Greta Friar | Whitehead Institute
November 19, 2018
CAMBRIDGE, Mass. – Different subpopulations of a plant species can have distinct traits, varying in size, seed count, coloration, and so on. The primary source of this variation is genes: different versions of a gene can lead to different traits. However, genes are not the only determinant of such traits, and researchers are learning more about another contributor: epigenetics. Epigenetic factors are things that regulate genes, altering their expression, and like genes they can be inherited from generation to generation, even though they are independent of the actual DNA sequences of the genes.
One epigenetic mechanism is DNA methylation, in which the addition of chemical tags called methyl groups can turn genes on or off. Genes that share the identical DNA sequence but have different patterns of methylation are called epialleles. Several studies have shown that epialleles, like different versions of genes, can cause differences in traits between plant subpopulations, or strains, but whether genetic factors are also at play can be difficult to determine.
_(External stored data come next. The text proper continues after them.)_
PR #3241, opened 2026-08-31
fix(skill): name graphify affected in every always-on block (#3177)

### LINKED ISSUE #3177: always_on: none of the six templates name `affected`, and it went uncalled in 262 sessions
## Summary

None of the six always-on templates mention `affected`. All six name `query`, `path` and `explain`:

```
graphify/always_on/  (0.9.50)
  agents-md.md            affected=0   "graphify query"=1
  antigravity-rules.md    affected=0   "graphify query"=1
  claude-md.md            affected=0   "graphify query"=1
  gemini-md.md            affected=0   "graphify query"=1
  kiro-steering.md        affected=0   "graphify query"=1
  vscode-instructions.md  affected=0   "graphify query"=1
```

This is a different layer from #2535, which reports `affected` missing from `SKILL.md` and `references/`. The skill is loaded on demand; the always-on block is the text that reaches the agent on **every** session and is what it actually reaches for. Same file family as #2006, which reports the opposite inaccuracy in the same block (it points at a `wiki/` that `export wiki` alone ever writes).

## Field measurement

A ~1k-page Next.js monorepo, graph of 32 MB, graphify installed since 2026-08-11, `claude install` block byte-identical to `always_on/claude-md.md`.

**`affected` was called zero times in 262 sessions.** Counting `tool_use` blocks in agent transcripts, not grepping text — the always-on block contains the literal string `graphify query`, so a text grep reports ~100% of sessions and is worthless here.

It is not that the graph went unused. The opt-in query ledger (`GRAPHIFY_QUERY_LOG_ENABLE=1`), counted per day:

| Day | Traversals | Verbs |
|---|---|---|
| 2026-08-20 … 08-25 | 0 | — |
| 2026-08-26 | 5 | `query` 4, `explain` 1 |
| 2026-08-27 | 9 | `query` 7, `explain` 2 |
| 2026-08-28 | 9 | `query` 5, `explain` 4 |

Only the verbs the block names. 08-26 is the day the `PreToolUse` guard was reinstalled here after a period without it; the guard changed *whether* the graph was consulted, and the block determined *how*. `affected` was never reached for, because nothing ever named it.

## Why it is the notable omission

`affected` answers the question an agent is asked immediately before every edit — what depends on this, what breaks if I change it. The guard covers `search` (Bash/Grep) and `read` (Read/Glob); neither fires on an edit tool, so that moment has no mechanism at all, and the block is the only thing that could point at one.

Measured on the same repo: editing `packages/seo/src/breadcrumbs/buildBreadcrumbTrail.ts`, `affected` returns 197 dependants with file and line in 0.08-0.12s warm (1.3-2.2s cold, dominated by reading graph.json). Reproducing that with grep takes several calls and misses re-exports.

## Suggested change

One clause in each of the six templates, alongside the existing `path` / `explain` sentence. For `claude-md.md`:

```diff
-Use `graphify path "<A>" "<B>"` for relationships and `graphify explain "<concept>"` for focused concepts.
+Use `graphify path "<A>" "<B>"` for relationships, `graphify explain "<concept>"` for focused concepts,
+and `graphify affected "<path-or-symbol>"` before changing something, to list what depends on it.
```

Two notes from using it, in case they shape the wording:

- **Pass a path, not a basename.** This repo has 75 `index.ts`, 72 `page.tsx`, 60 `loading.tsx`; `graphify affected "index.ts"` answers `No unique node match`, while `packages/seo/src/index.ts` returns 157. A bare-basename example in the docs would fail on most files of any app-router codebase. (Related: #2706.)
- **Repo-relative, not absolute.** From a git worktree, the absolute path carries a `.worktrees/<slug>/` segment and matches nothing. Worth naming, since worktrees are where a lot of agent work happens.

Happy to send the six-file PR if the wording above is close to what you want.

## Environment

graphify 0.9.50, uv tool install, macOS 15.5 (Darwin 25.5.0), Claude Code.

Not filing the strict-stamp half of this: #3053 already covers `affected` and `god-nodes` skipping `_touch_query_stamp` and the query ledger, and I can confirm it still reproduces on 0.9.50 — the three `_touch_query_stamp` call sites are `query` (cli.py:1187), `path` (:1565) and `explain` (:1699), and stat'ing the stamp across five invocations shows `affected` and `god-nodes` leaving it untouched.

abhay-codes07:
Closes #3177.

## The problem

The always-on block is the text that reaches the agent on **every** session — and none of the six templates mentioned `affected`. The issue's field measurement makes the cost concrete: on a real deployment, **zero `affected` calls in 262 sessions** (counted from `tool_use` blocks, not text grep), while the verbs the block does name — `query`, `path`, `explain` — were used daily once the graph was consulted at all. Agents reach for what the block names; the blast-radius verb was invisible at the only layer that is always loaded.

## The change

All six templates (CLAUDE.md, AGENTS.md, GEMINI.md, Copilot instructions, Antigravity rules, Kiro steering) now name `graphify affected "<symbol-or-file>"` beside query/path/explain, each in its own template's voice — a rule bullet in the bullet-styled blocks, a sentence in Kiro's paragraph, a wrapped sentence in the Copilot prose. The wording says what the verb uniquely answers: the blast radius (reverse dependencies), which query/path/explain do not show.

The always-on blocks are frozen against a v8 baseline by the `--always-on-roundtrip` validator, so each addition is recorded in `ALWAYS_ON_SANCTIONED_EDITS` as an audited, purely-additive substitution — the guard keeps rejecting any *other* drift. Artifacts regenerated, `expected/` blessed, all five skillgen validators pass.

Two existing tests that pinned the registry to exactly the single #1530 entry are updated faithfully: the #1530 substitution is still asserted first and intact, every constant is asserted to carry exactly one purely-additive #3177 edit (token-prefix additivity, since the Copilot edit rewraps a line), and the byte-compare now applies the full registry rather than one hand-applied pair.

## Tests

`tests/test_always_on_affected.py` — all six blocks exist, every one names `graphify affected` and the blast radius, and the previously-named verbs are untouched. With the change reverted, 6 of 13 fail (the existence and query-verb checks rightly keep passing). `tests/test_skillgen.py` passes in full (78 together); the full suite matches the fresh `v8` (0.9.53) baseline.

### DIFF
--- a/graphify/always_on/agents-md.md
+++ b/graphify/always_on/agents-md.md
@@ -6,6 +6,7 @@ When the user types `/graphify`, use the installed graphify skill or instruction
 
 Rules:
 - For codebase questions, first run `graphify query "<question>"` when graphify-out/graph.json exists. Use `graphify path "<A>" "<B>"` for relationships and `graphify explain "<concept>"` for focused concepts. These return a scoped subgraph, usually much smaller than GRAPH_REPORT.md or raw grep output.
+- Before modifying a symbol or judging a change's impact, run `graphify affected "<symbol-or-file>"` — the blast radius (reverse dependencies), which query/path/explain do not show.
 - Dirty graphify-out/ files are expected after hooks or incremental updates; dirty graph files are not a reason to skip graphify. Only skip graphify if the task is about stale or incorrect graph output, or the user explicitly says not to use it.
 - If graphify-out/wiki/index.md exists, use it for broad navigation instead of raw source browsing.
 - Read graphify-out/GRAPH_REPORT.md only for broad architecture review or when query/path/explain do not surface enough context.
--- a/graphify/always_on/antigravity-rules.md
+++ b/graphify/always_on/antigravity-rules.md
@@ -9,6 +9,7 @@ This project has a graphify knowledge graph at graphify-out/.
 
 Rules:
 - For codebase or architecture questions, when `graphify-out/graph.json` exists, first run `graphify query "<question>"` (CLI) or `query_graph` (MCP). Use `graphify path "<A>" "<B>"` / `shortest_path` for relationships and `graphify explain "<concept>"` / `get_node` for focused concepts. These return a scoped subgraph, usually much smaller than `GRAPH_REPORT.md` or raw grep output.
+- Before modifying a symbol or judging a change's impact, run `graphify affected "<symbol-or-file>"` — the blast radius (reverse dependencies), which query/path/explain do not show.
 - If graphify-out/wiki/index.md exists, navigate it instead of reading raw files
 - Read graphify-out/GRAPH_REPORT.md only for broad architecture review or when query/path/explain do not surface enough context
 - After modifying code files in this session, run `graphify update .` to keep the graph current (AST-only, no API cost)
--- a/graphify/always_on/claude-md.md
+++ b/graphify/always_on/claude-md.md
@@ -4,6 +4,7 @@ This project has a knowledge graph at graphify-out/ with god nodes, community st
 
 Rules:
 - For codebase questions, first run `graphify query "<question>"` when graphify-out/graph.json exists. Use `graphify path "<A>" "<B>"` for relationships and `graphify explain "<concept>"` for focused concepts. These return a scoped subgraph, usually much smaller than GRAPH_REPORT.md or raw grep output.
+- Before modifying a symbol or judging a change's impact, run `graphify affected "<symbol-or-file>"` — the blast radius (reverse dependencies), which query/path/explain do not show.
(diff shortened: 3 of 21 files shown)


abhay-codes07:
Checked this against the actual edits and it's a false positive — the word-prefix assertion holds for all six blocks, kiro-steering included. I printed `n.split()[:len(o.split())] == o.split()` for every block and each is `True`: the #3177 kiro edit is a pure append (" Before modifying a symbol, run `graphify affected ...`" onto the end of the existing paragraph), so the old words are a strict prefix of the new words — the paragraph-vs-bullet shape doesn't change that. The full `test_skillgen.py` suite is green (65 passed). I'd rather not loosen a correct, passing assertion, so no code change here; happy to reconsider if you're guarding against a future kiro edit that inserts mid-text rather than appends.

PR #3243, opened 2026-08-31
fix(build): make definition_file portable, like its sibling source_file (#3223)

### LINKED ISSUE #3223: [bugfix] definition_file keeps the build machine's absolute path while source_file is repo-relative
`definition_file` is stored as the build machine's absolute path, while its sibling `source_file` is repo-relative. Any consumer that reads the graph from a different machine — or a different checkout — gets a path it cannot open, and the graph leaks the build host's directory layout.

Reproduced on **0.9.53** (stock, no local modifications).

## Reproduction

Two files are enough — one C++ declaration/definition pair:

```
repro/
  src/Foo.h
  src/Foo.cpp
```

```cpp
// src/Foo.h
#pragma once

class Foo {
public:
    int Bar(int x);
};
```

```cpp
// src/Foo.cpp
#include "Foo.h"

int Foo::Bar(int x) {
    return x + 1;
}
```

```bash
cd repro && git init -q && git add -A && git commit -qm init
graphify update /absolute/path/to/repro
```

Resulting node in `graphify-out/graph.json` (4 nodes total, 1 carries `definition_file`):

```json
{
  "id": "src_foo_foo_bar",
  "label": "Bar",
  "source_file": "src/Foo.h",
  "source_location": "L5",
  "definition_file": "/absolute/path/to/repro/src/Foo.cpp",
  "definition_location": "L3"
}
```

`source_file` is `src/Foo.h`. `definition_file` is absolute.

## Expected

`definition_file` should be `src/Foo.cpp` — the same form as `source_file`. It names a file inside the scanned tree, so it should be portable for the same reasons `source_file` is.

## Why it matters

The MCP `get_node` tool prints both, so an agent sees:

```
Source:     src/Foo.h L5
Defined in: /home/ci/build/repos/myproject/src/Foo.cpp L3
```

If the graph is built anywhere other than where it is consumed — a build server, a container, a shared graph served over `--transport http` — the second path does not resolve on the client, and the client cannot rewrite it because the prefix is not part of the graph. It also puts the build host's directory layout into a graph that may be shared more widely than the machine that produced it.

We hit this with graphs built on a Linux indexing host and consumed by editors on other machines: 13,682 nodes across three C++ repositories, 100% of them absolute.

## Root cause

`_merge_decl_def_classes` copies the implementation's `source_file` **before** any normalization runs:

- `graphify/extractors/resolution.py:2260` — `keeper["definition_file"] = definition["source_file"]`

Every pass that makes stored paths portable keys on the literal string `"source_file"` and therefore never sees the new attribute:

- `graphify/build.py:975` — `node["source_file"] = _norm_source_file(node["source_file"], _root)`
- `graphify/watch.py:321` — `_relativize_source_files`
- `graphify/watch.py:339` — `_rebase_relative_source_files`

`grep -c definition_file graphify/build.py graphify/watch.py` returns `0` and `0` on 0.9.53.

The field is otherwise inert — resolvers, incremental merge, dedup and the shrink guard do not read it. As far as I can tell the only readers are `graphify/serve.py:1809` (`get_node` output) and `exporters/graphdb.py`, which passes scalar attributes through. So this is an output-correctness bug, not a graph-integrity one.

## Why the existing test does not catch it

`tests/test_languages.py:3594`:

```python
assert str(bar.get("definition_file", "")).endswith("Foo.cpp"), bar
```

An absolute path ends with `Foo.cpp` too, so the assertion passes either way. A full-string comparison against the expected relative path would have caught it. (That test came with the original decl/def change, which I contributed — the gap is mine.)

## Existing patch

PR #3023 has the fix: it relativizes `definition_file` alongside `source_file` in `build_from_json` and introduces a `_PORTABLE_PATH_KEYS` tuple in `watch.py` so both normalizers cover the pair. It is against `v8` and still applies cleanly to 0.9.53 — happy to rebase, split, or hand it over if you would rather write it differently.

abhay-codes07:
Closes #3223.

## The problem

The #2990 decl/def merge stamps `definition_file` from the implementation's *then-absolute* `source_file` — and nothing ever relativized it. `graph.json` shipped `"source_file": "src/Foo.h"` beside `"definition_file": "/home/ci/build/.../src/Foo.cpp"`: a path no other machine or checkout can open, leaking the build host's directory layout into every consumer — including MCP `get_node`'s `Defined in:` line, which is exactly where an agent reads it.

## The change

`definition_file` now takes the same `_norm_source_file` normalization as `source_file`, at both build sites — fresh extraction nodes, and loaded-graph attributes, so a graph written before this fix heals on its next rebuild. The cache portability round-trip relativizes and re-anchors it beside `source_file` in both directions. Out-of-root paths keep their absolute form (separators normalized), exactly as `source_file`'s contract has always been.

## Tests

`tests/test_definition_file_portability.py` — 4 tests: the issue's own `Foo.h`/`Foo.cpp` repro through real extraction yields `definition_file: "src/Foo.cpp"` beside `source_file: "src/Foo.h"`; a prebuilt absolute value is normalized at build; an out-of-root value keeps its absolute form; and the cache relativize/absolutize round-trip keeps it portable both ways. With the fix reverted, 3 of 4 fail. `test_build`, `test_cache`, `test_stat_index_portability` and the C/C++ suites are unchanged (201 passed); the full suite matches the fresh `v8` (0.9.53) baseline.

### DIFF
--- a/graphify/build.py
+++ b/graphify/build.py
@@ -973,6 +973,13 @@ def build_from_json(extraction: dict, *, directed: bool = False, root: str | Pat
                 continue
             if "source_file" in node:
                 node["source_file"] = _norm_source_file(node["source_file"], _root)
+            # definition_file names a file inside the scanned tree exactly like
+            # source_file (the #2990 decl/def merge stamps it from the impl's
+            # source_file BEFORE this normalization runs), so it must be made
+            # portable the same way - it used to ship absolute, leaking the
+            # build host's layout into graph.json and MCP get_node (#3223).
+            if "definition_file" in node:
+                node["definition_file"] = _norm_source_file(node["definition_file"], _root)
         G.add_node(node["id"], **{k: v for k, v in node.items() if k != "id"})
     node_set = set(G.nodes())
 
@@ -1202,6 +1209,10 @@ def build_from_json(extraction: dict, *, directed: bool = False, root: str | Pat
             )
         if "source_file" in attrs:
             attrs["source_file"] = _norm_source_file(attrs["source_file"], _root)
+        if attrs.get("definition_file"):
+            # Same portability rule as source_file (#3223); heals a graph
+            # written before the fix on its next rebuild.
+            attrs["definition_file"] = _norm_source_file(attrs["definition_file"], _root)
         # Drop cross-language phantom edges — the same short names (render, parse,
         # time, ...) recur across language boundaries, so an unresolved target can
         # bind to a same-named node in another language. The extraction spec forbids
--- a/graphify/cache.py
+++ b/graphify/cache.py
@@ -606,31 +606,35 @@ def _relativize_source_files_in(payload: dict, root: Path) -> None:
     # source_file the same way nodes/edges/hyperedges do, so it needs the same
     # portable-path treatment for cache entries to round-trip correctly across
     # machines/checkout directories.
+    # definition_file (#2990) is a path into the scanned tree exactly like
+    # source_file; a cache entry keeping it absolute replayed the build host's
+    # layout on every warm hit (#3223).
     for bucket in ("nodes", "edges", "hyperedges", "raw_calls"):
         for item in payload.get(bucket, []):
             if not isinstance(item, dict):
                 continue
-            source = item.get("source_file")
-            if not source:
-                continue
-            sp = Path(source)
-            if not sp.is_absolute():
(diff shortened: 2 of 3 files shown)


abhay-codes07:
Closing — this landed on v8 via cherry-pick as 3e5944b, with 0295703 extending the same normalization to the watch and direct-extract paths (0.9.54 batch). Confirmed patch-equivalent with git cherry.

PR #3244, opened 2026-08-31
Fix #3051: optional query log rotation via GRAPHIFY_QUERY_LOG_MAX_RECORDS

### LINKED ISSUE #3051: Query log has no rotation: an enabled ~/.cache/graphify-queries.log grows without bound
## The gap

`graphify/querylog.py` is append-only by its whole surface: `log_query` opens the log path in append mode and writes one JSONL record per query/path/explain. The module ships no reader and no rotator, and no env knob bounds it — the only knobs are `GRAPHIFY_QUERY_LOG`, `GRAPHIFY_QUERY_LOG_ENABLE`, `GRAPHIFY_QUERY_LOG_DISABLE`, `GRAPHIFY_QUERY_LOG_RESPONSES`.

#1797 made the log opt-in, which limits who is exposed, but anyone who opts in (the log exists precisely because some deployments want it) gets a file that grows forever — and with `GRAPHIFY_QUERY_LOG_RESPONSES=1` it grows by the full response text per query. On an agent box running dozens of queries a day this is unbounded plaintext growth in `~/.cache` that no retention policy sees.

## Proposed shape (implemented and tested in our fork)

Opt-in, default-off, archive-not-delete:

- `GRAPHIFY_QUERY_LOG_MAX_RECORDS=<n>`: after each append, keep the newest n lines; append the oldest lines beyond the bound to a sibling `<stem>.archive.jsonl` (never delete a record); rewrite the live log atomically (tempfile in the same directory + `os.replace`), re-reading the tail first so records appended mid-rotation survive.
- Lines move raw, so archive + live stays byte-identical to everything ever logged.
- Unset / invalid / non-positive = today's behavior exactly; the whole path lives inside `log_query`'s existing fail-silent `try/except`.

Working branch with 9 tests (29 total in `tests/test_querylog.py`, all passing): https://github.com/TelB-io/graphify/pull/16 — happy to open it as a PR here if the shape is acceptable, or adjust (e.g. a byte bound instead of a record bound, or size-gating the check) to whatever you prefer.

akshitj11:
Fix #3051: optional query log rotation via GRAPHIFY_QUERY_LOG_MAX_RECORDS

Problem
graphify/querylog.py is append-only. Deployments that opt in with
GRAPHIFY_QUERY_LOG_ENABLE or GRAPHIFY_QUERY_LOG can accumulate unbounded
JSONL, especially when GRAPHIFY_QUERY_LOG_RESPONSES stores full responses.

Change
- Parse GRAPHIFY_QUERY_LOG_MAX_RECORDS after each append.
- When set to a positive integer, keep the newest N lines in the live log.
- Move older lines to a sibling archive file (<stem>.archive<suffix>).
- Rewrite the live log with tempfile + os.replace in the log directory.
- Unset, invalid, or non-positive values preserve current unlimited behavior.
- Rotation runs inside log_query's existing fail-silent try/except.

Tests
tests/test_querylog.py: trim/keep order, archive accumulation, invalid env noop,
default unchanged, never raises.

Closes #3051

### DIFF
--- a/graphify/querylog.py
+++ b/graphify/querylog.py
@@ -9,6 +9,8 @@ from datetime import datetime, timezone
 from pathlib import Path
 from typing import Any, Iterator
 
+from graphify.paths import _atomic_replace
+
 _NODES_RE = re.compile(r"(\d+)\s+nodes?\s+found")
 
 
@@ -57,8 +59,12 @@ def _archive_path(path: Path) -> Path:
 
 @contextlib.contextmanager
 def _query_log_lock(path: Path) -> Iterator[None]:
-    # Serialize append+rotate on POSIX (watch.py uses the same flock pattern).
-    # Multi-process rotation on Windows is best-effort when fcntl is unavailable.
+    """Serialize append+rotate on POSIX (watch.py uses the same flock pattern).
+
+    Multi-process rotation on Windows is best-effort when fcntl is unavailable.
+    If the lock file cannot be opened, degrades to unlocked append rather than
+    dropping the log line.
+    """
     try:
         import fcntl
     except ImportError:
@@ -66,7 +72,11 @@ def _query_log_lock(path: Path) -> Iterator[None]:
         return
     lock_path = path.with_name(path.name + ".lock")
     lock_path.parent.mkdir(parents=True, exist_ok=True)
-    fh = open(lock_path, "a+", encoding="utf-8")
+    try:
+        fh = open(lock_path, "a+", encoding="utf-8")
+    except OSError:
+        yield
+        return
     try:
         fcntl.flock(fh.fileno(), fcntl.LOCK_EX)
         yield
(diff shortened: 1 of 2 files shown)


akshitj11:
Addressed rotation advisories:
- append+rotate now run under a POSIX flock on <log>.lock (same pattern as watch.py)
- archive write moved after successful os.replace to avoid duplicate records on retry
- tests added for replace-failure ordering and concurrent append preservation

Windows remains best-effort without flock.

The log_query coupling-delta note is acknowledged: rotation stays inside the existing hub with no API surface change.

akshitj11:
Round 2 hardening:
- lock open failure degrades to unlocked append (no silent drop)
- live rewrite uses paths._atomic_replace (mkstemp, realpath, chmod preserve)
- archive failure restores overflow to live log
- Windows/fcntl best-effort documented (matches watch.py)

PR #3263, opened 2026-09-01
fix(extract): collapse byte-identical duplicate edges at emission (#3251)

### LINKED ISSUE #3251: Python AST: a repeated parameter annotation emits an exact-duplicate edge, flagged as a health warning then silently dropped
## Summary

When a Python function annotates two or more parameters with the same type, the AST extractor emits one `references` edge **per occurrence**. The edges are identical in every field — same `source`, `target`, `relation`, `source_location` and `context` — so `diagnose_extraction` counts one under `exact_duplicate_edges` and the build then drops it. The graph ends up correct, but the run reports a `GRAPH HEALTH WARNING` with no actionable cause.

Version: `graphifyy` 0.9.49, Python 3.14, Windows 11.

## Reproduction

```python
# sample.py
from pathlib import Path


def two_params(a: Path, b: Path) -> None:
    """Two parameters annotated with the same type."""
    print(a, b)


def one_param(a: Path) -> None:
    """Control: a single parameter with the same type."""
    print(a)
```

```python
import collections
from pathlib import Path

r = extract([Path("sample.py")], cache_root=Path("."))
c = collections.Counter(
    (e["source"], e["target"], e["relation"], e.get("source_location"), e.get("context"))
    for e in r["edges"]
)
for k, v in c.items():
    print(v, k)
```

Output:

```
2 ('sample_two_params', 'path', 'references', 'L4', 'parameter_type')
1 ('sample_one_param',  'path', 'references', 'L9', 'parameter_type')
```

## Expected vs actual

Expected: one `references` edge per (source, target, relation, location, context) tuple. A signature that mentions a type twice is still one reference relationship at that location.

Actual: `two_params` yields the edge twice; `one_param` yields it once, confirming the count tracks the number of annotations rather than the relationship.

## Why it matters

On a real corpus this surfaces as an unexplained health warning. In a 323-node / 561-edge build the diagnostic reported:

```
exact_duplicate_edges: 1
directed_same_endpoint_collapsed_edges: 5
GRAPH HEALTH WARNING: ... 5 collapsed (directed) edges - graph may be incomplete/corrupt.
```

The other four collapsed pairs are legitimate `calls` + `references` variants between the same nodes. The exact duplicate is pure noise, and it makes the warning harder to triage — a user cannot tell the benign duplicate from a real integrity problem without reconstructing the extraction by hand.

Note that `def f(root: Path) -> set[Path]:` is **not** the same case: those two edges differ in `context` (`parameter_type` vs `generic_arg`) and are correctly counted as a variant group, not a duplicate.

## Suggested fix

Dedupe on the full identity tuple when emitting annotation edges in the Python AST pass, so repeated annotations of one type in a single signature collapse at the producer rather than at build time.

Possibly related, but distinct: #2791 (collapse under-reported at build) and #2363 (ghost nodes from type annotations).

abhay-codes07:
Closes #3251.

## The problem

`def two_params(a: Path, b: Path)` emits the `(two_params → Path, references, L4, parameter_type)` edge **twice** — one per annotation occurrence. The copies are identical in every field, so `diagnose_extraction` counts one under `exact_duplicate_edges` and build's dedup then drops it: the graph ends up correct, but the run reports a GRAPH HEALTH WARNING with no actionable cause, exactly as the issue describes.

The disease is not Python-specific. Every language block in `_extract_generic` emits per-occurrence, and neither `add_edge` nor the raw appends de-duplicate — C#'s `void Copy(Widget a, Widget b)` double-emits the same way, and `s.AddScoped<IZeta, Box<IZeta>>()` (same type in two generic-argument positions of one call) trips the identical warning.

## The change

The engine's existing clean-edges pass now collapses **byte-identical** edges — same full payload after `json.dumps(sort_keys=True)` — keeping the first occurrence. Anything differing in any field survives untouched: two locations, two contexts at one location (`parameter_type` vs `return_type`), differing metadata. This matches the issue's expected contract ("one references edge per (source, target, relation, location, context) tuple") and only removes what build's dedup was already discarding after the health check had counted it.

One existing test asserted the duplicate: `test_csharp_call_site_generic_args.py` counted two identical IZeta edges from `AddScoped<IZeta, Box<IZeta>>()` to prove both generic-argument positions were walked. Those two occurrences are one relationship at one location (and were themselves tripping the #3251 warning); the assertion now checks the edge exists exactly once plus the `Box` argument link, which still fails against the original call-site bug (which emitted nothing).

## Tests

`tests/test_duplicate_annotation_edges.py` — 4 tests: the issue's exact Python repro yields one edge per relationship; the C# witness for the cross-language claim; `diagnose_extraction` reports `exact_duplicate_edges: 0` on the repro corpus; and a survival control proving different locations and different contexts keep every edge. With the fix reverted, 3 of 4 fail (the survival control rightly keeps passing). The extraction/diagnostics slice is unchanged (871 passed; the one failure, `test_c_include_out_of_root_target_id_is_deterministic_across_checkout_paths`, fails identically on clean `v8` on this Windows machine); the full suite matches a fresh same-version `v8` baseline.

### DIFF
--- a/graphify/extractors/engine.py
+++ b/graphify/extractors/engine.py
@@ -3,6 +3,7 @@ from __future__ import annotations
 
 import hashlib
 import importlib
+import json
 from graphify.extractors.base import _LANGUAGE_BUILTIN_GLOBALS, _file_stem, _make_id, _read_text
 from graphify.ids import normalize_id
 from graphify.extractors.models import LanguageConfig
@@ -5979,9 +5980,23 @@ def _extract_generic(
     # ── Clean edges ───────────────────────────────────────────────────────────
     valid_ids = seen_ids
     clean_edges = []
+    # Byte-identical duplicates collapse to one edge (#3251): a signature that
+    # annotates the same type twice (``def f(a: Path, b: Path)``) is ONE
+    # reference relationship at one location, but the per-occurrence emission
+    # loops above append it once per annotation — in every language block, since
+    # neither add_edge nor the raw appends de-duplicate. The copies carry zero
+    # information (build's dedup drops them anyway) and their only observable
+    # effect is tripping diagnose_extraction's exact_duplicate_edges health
+    # warning. Only edges whose ENTIRE payload is identical collapse; any
+    # differing field (source_location, context, metadata, …) keeps both.
+    _seen_edge_payloads: set[str] = set()
     for edge in edges:
         src, tgt = edge["source"], edge["target"]
         if src in valid_ids and (tgt in valid_ids or edge["relation"] in ("imports", "imports_from", "re_exports")):
+            payload = json.dumps(edge, sort_keys=True, default=str)
+            if payload in _seen_edge_payloads:
+                continue
+            _seen_edge_payloads.add(payload)
             clean_edges.append(edge)
 
     # Ruby mixins were collected during the node walk (before raw_calls existed);
--- a/tests/test_csharp_call_site_generic_args.py
+++ b/tests/test_csharp_call_site_generic_args.py
@@ -213,7 +213,16 @@ def test_call_site_generic_args_appear_in_issue_repro(tmp_path):
         ),
     })
     izeta_refs = [tgt for src, tgt, _ctx in all_di_refs if src == ".Di()" and tgt == "IZeta"]
-    assert len(izeta_refs) >= 2, (
-        "s.AddScoped<IZeta, Box<IZeta>>() must link BOTH the outer IZeta "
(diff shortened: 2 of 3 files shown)


safishamsi:
Shipped in **v0.9.54** — landed on `v8` via cherry-pick with your authorship preserved (so it lands on your contributor graph). Thanks @abhay-codes07 — byte-identical duplicate reference edges are now collapsed at emission. Release: https://github.com/Graphify-Labs/graphify/releases/tag/v0.9.54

The lab of Whitehead Member Mary Gehring, who is also an associate professor at Massachusetts Institute of Technology, has described evidence that epialleles alone can lead to different heritable traits in plants. In research published online November 5 in the journal PLoS Genetics, Gehring, along with co-first authors and former lab members Daniela Pignatta and Katherine Novitzky, showed that altering the methylation state of the gene HDG3 in different strains of the plant Arabidopsis thaliana was enough to cause changes in seed weight and in the timing of certain aspects of seed development.
In plants, methylation states of genes change most frequently during seed development, when genes are switched on or off to progress development of the organism. This period is also when a conflict of interest arises in the genome of each seed between the parts inherited from its mother and father. The mother plants produce seeds fertilized by different fathers at the same time. It’s in the mother’s interest to give an equal share of nutrients to each seed—to have many smaller seeds. But it’s in the father’s interest for its seed to get the most nutrients and grow larger. This conflict plays out through an epigenetic mechanism called imprinting, in which, through differential methylation between the father’s and mother’s copies of a gene, one parent’s copy is silenced in the offspring so that only the other parent’s version of the gene is expressed.
The gene HDG3 is imprinted in one strain of Arabidopsis so that only the father’s copy is expressed. Gehring and her team found that when the strain loses its paternal imprinting, the timing of seed development is affected and the plant ends up with smaller seeds. This is consistent with the theory of imprinting: When the father’s genes have the advantage, the seeds are larger than when both parents’ genes are equally expressed.
Other experiments tested the effect of either activating or silencing HDG3 by methylation in a variety of scenarios, both in a separate strain of Arabidopsis in which the gene starts off silenced, as well as in crosses between the two strains. The researchers found that altering the methylation state of the gene was sufficient to affect seed size and the timing of seed development. In the crosses, these traits depended on whether the paternal copy of the gene came from the strain in which HDG3 was normally silenced or the strain in which it was normally activated.
Altogether these experiments demonstrate a link between changes in methylation state and differences in seed development and size. This suggests that epialleles in natural populations function much like variations in genes, creating heritable traits that differ within the larger population.
This work was funded by the National Science Foundation (NSF grant 1453459).